*** Block opens ***

Issue #4711, opened 2026-09-22
Keychain recovery: orphaned non-settings data is scanned but unreachable; restoreSettings is superseded


kaloudis:
Found while reviewing #4694, which adds the first test file for `utils/KeychainRecoveryUtils.ts`. Three related loose ends, none of them introduced by that PR.

### 1. Orphaned non-settings data is scanned and then discarded

`scanForRecoverableData` walks the 20 keys in `OTHER_KEYS` (contacts, notes, POS categories and products, lightning address hashes and activation flag, unit preferences, hidden accounts, currency codes, activity filters, backup status, LSP orders, swaps, reverse swaps, swap rescue data) across all five sources, filters out anything current storage can already read, and returns the remainder as `otherDataFound`.

Nothing reads it. `views/Tools/NodeConfigExportImport.tsx` uses `scanResult.settingsFound` only (line 1134); `otherDataFound` appears nowhere in the tree. `restoreDataKey` (`KeychainRecoveryUtils.ts:351`), the function that would write one of those entries back, has no callers either.

So on a device where the desync migration stranded data, the scan establishes that the user's contacts and notes are sitting in the legacy keychain, logs a count, and drops the result on the floor with no way to act on it. This is the half worth building rather than deleting: the scan work is already done and the write path already exists.

### 2. `restoreSettings` looks superseded, not merely unwired

`restoreSettings` (`KeychainRecoveryUtils.ts:287`) also has no callers, but its semantics are the reason. It overwrites `STORAGE_KEY` wholesale with the recovered blob. The live path does something safer: `handleRecoveryPreview` shows the recovered nodes, the user ticks the ones they want, and `handleRecoveryRestore` appends just those through `saveNodeConfigs` (`NodeConfigExportImport.tsx:1017`), the same call the import flow uses. That cannot clobber wallets that are currently working; a whole-blob overwrite can.

If we agree the append-selected behaviour is the one we want, `restoreSettings` should be deleted rather than wired up.

### 3. Both verifications are truthiness-only

Whichever way the above goes, note that the post-write check in `restoreSettings` and `restoreDataKey` is:

```ts
const verifyData = await Storage.getItem(key);
if (!verifyData) return { success: false, error: 'Verification failed after write' };
```

It never compares `verifyData` against what was written, so a stale value left behind by a failed write passes verification and the caller is told the data is safe. If either function survives, compare against the payload.

### Note for whoever picks this up

[...]

PR #4712, opened 2026-09-22
fix(recovery): verify a restore by comparing the read-back, not its truthiness

kunalKumar-13:
# Description

Part 3 of #4711. Both restore paths write, read the key back, and then check only that
something came back:

```ts
const verifyData = await Storage.getItem(STORAGE_KEY);
if (!verifyData) return { success: false, error: 'Verification failed after write' };
```

That cannot tell a key that was never written from one still holding an older copy. **A
stale value is truthy**, so the caller is told the restore succeeded while the data on
disk is still the data being replaced — which, for wallet configurations, is the one
outcome this screen exists to prevent.

There is a second, quieter part: `Storage.getItem` resolves `false` for a missing key
rather than throwing, so today the missing case is caught only because `false` happens to
be falsy. Comparing against the payload covers the missing key and the stale one, and
stops depending on that coincidence.

Relates to issue: **#4711**

- [x] Bug fix
- [ ] New feature
- [ ] Code refactor
- [ ] Configuration change
- [ ] Locales update
- [x] Quality assurance
- [ ] Other

## Changes Made

`verifyData !== recoveryResult.data` in place of `!verifyData`, at both sites in
`utils/KeychainRecoveryUtils.ts`.

Tests: the stale read-back on both paths, plus **the first tests for `restoreDataKey`**,
which had none — write, rejected write, stale read-back, absent key. That function is the
one #4711 wants wired to the UI, so it seemed worth covering before anyone builds on it.

## Checklist
- [x] `yarn run tsc` — exits 0, no output
- [x] `yarn run lint` — eslint exits 0
- [x] `yarn run prettier` — clean
- [x] `yarn run test`

```
PASS utils/KeychainRecoveryUtils.test.ts
Tests:       30 passed, 30 total
```

## Testing

- [x] Yes

Mutants, one that matters:

| mutation | tests failed |
|---|---:|
| revert both sites to `!verifyData` | **2** — exactly the two stale-value tests |

Nothing else in the suite moves, which is the point: the existing tests passed against the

*** Block closes ***

Work task :: Repeat every line of the data, exactly and in full.

Result of this exercise ::
Issue #4711, opened 2026-09-22
Keychain recovery: orphaned non-settings data is scanned but unreachable; restoreSettings is superseded


kaloudis:
Found while reviewing #4694, which adds the first test file for `utils/KeychainRecoveryUtils.ts`. Three related loose ends, none of them introduced by that PR.

### 1. Orphaned non-settings data is scanned and then discarded

`scanForRecoverableData` walks the 20 keys in `OTHER_KEYS` (contacts, notes, POS categories and products, lightning address hashes and activation flag, unit preferences, hidden accounts, currency codes, activity filters, backup status, LSP orders, swaps, reverse swaps, swap rescue data) across all five sources, filters out anything current storage can already read, and returns the remainder as `otherDataFound`.

Nothing reads it. `views/Tools/NodeConfigExportImport.tsx` uses `scanResult.settingsFound` only (line 1134); `otherDataFound` appears nowhere in the tree. `restoreDataKey` (`KeychainRecoveryUtils.ts:351`), the function that would write one of those entries back, has no callers either.

So on a device where the desync migration stranded data, the scan establishes that the user's contacts and notes are sitting in the legacy keychain, logs a count, and drops the result on the floor with no way to act on it. This is the half worth building rather than deleting: the scan work is already done and the write path already exists.

### 2. `restoreSettings` looks superseded, not merely unwired

`restoreSettings` (`KeychainRecoveryUtils.ts:287`) also has no callers, but its semantics are the reason. It overwrites `STORAGE_KEY` wholesale with the recovered blob. The live path does something safer: `handleRecoveryPreview` shows the recovered nodes, the user ticks the ones they want, and `handleRecoveryRestore` appends just those through `saveNodeConfigs` (`NodeConfigExportImport.tsx:1017`), the same call the import flow uses. That cannot clobber wallets that are currently working; a whole-blob overwrite can.

If we agree the append-selected behaviour is the one we want, `restoreSettings` should be deleted rather than wired up.

### 3. Both verifications are truthiness-only

Whichever way the above goes, note that the post-write check in `restoreSettings` and `restoreDataKey` is:

```ts
const verifyData = await Storage.getItem(key);
if (!verifyData) return { success: false, error: 'Verification failed after write' };
```

It never compares `verifyData` against what was written, so a stale value left behind by a failed write passes verification and the caller is told the data is safe. If either function survives, compare against the payload.

### Note for whoever picks this up

[...]

PR #4712, opened 2026-09-22
fix(recovery): verify a restore by comparing the read-back, not its truthiness

kunalKumar-13:
# Description

Part 3 of #4711. Both restore paths write, read the key back, and then check only that
something came back:

```ts
const verifyData = await Storage.getItem(STORAGE_KEY);
if (!verifyData) return { success: false, error: 'Verification failed after write' };
```

That cannot tell a key that was never written from one still holding an older copy. **A
stale value is truthy**, so the caller is told the restore succeeded while the data on
disk is still the data being replaced — which, for wallet configurations, is the one
outcome this screen exists to prevent.

There is a second, quieter part: `Storage.getItem` resolves `false` for a missing key
rather than throwing, so today the missing case is caught only because `false` happens to
be falsy. Comparing against the payload covers the missing key and the stale one, and
stops depending on that coincidence.

Relates to issue: **#4711**

- [x] Bug fix
- [ ] New feature
- [ ] Code refactor
- [ ] Configuration change
- [ ] Locales update
- [x] Quality assurance
- [ ] Other

## Changes Made

`verifyData !== recoveryResult.data` in place of `!verifyData`, at both sites in
`utils/KeychainRecoveryUtils.ts`.

Tests: the stale read-back on both paths, plus **the first tests for `restoreDataKey`**,
which had none — write, rejected write, stale read-back, absent key. That function is the
one #4711 wants wired to the UI, so it seemed worth covering before anyone builds on it.

## Checklist
- [x] `yarn run tsc` — exits 0, no output
- [x] `yarn run lint` — eslint exits 0
- [x] `yarn run prettier` — clean
- [x] `yarn run test`

```
PASS utils/KeychainRecoveryUtils.test.ts
Tests:       30 passed, 30 total
```

## Testing

- [x] Yes

Mutants, one that matters:

| mutation | tests failed |
|---|---:|
| revert both sites to `!verifyData` | **2** — exactly the two stale-value tests |

Nothing else in the suite moves, which is the point: the existing tests passed against the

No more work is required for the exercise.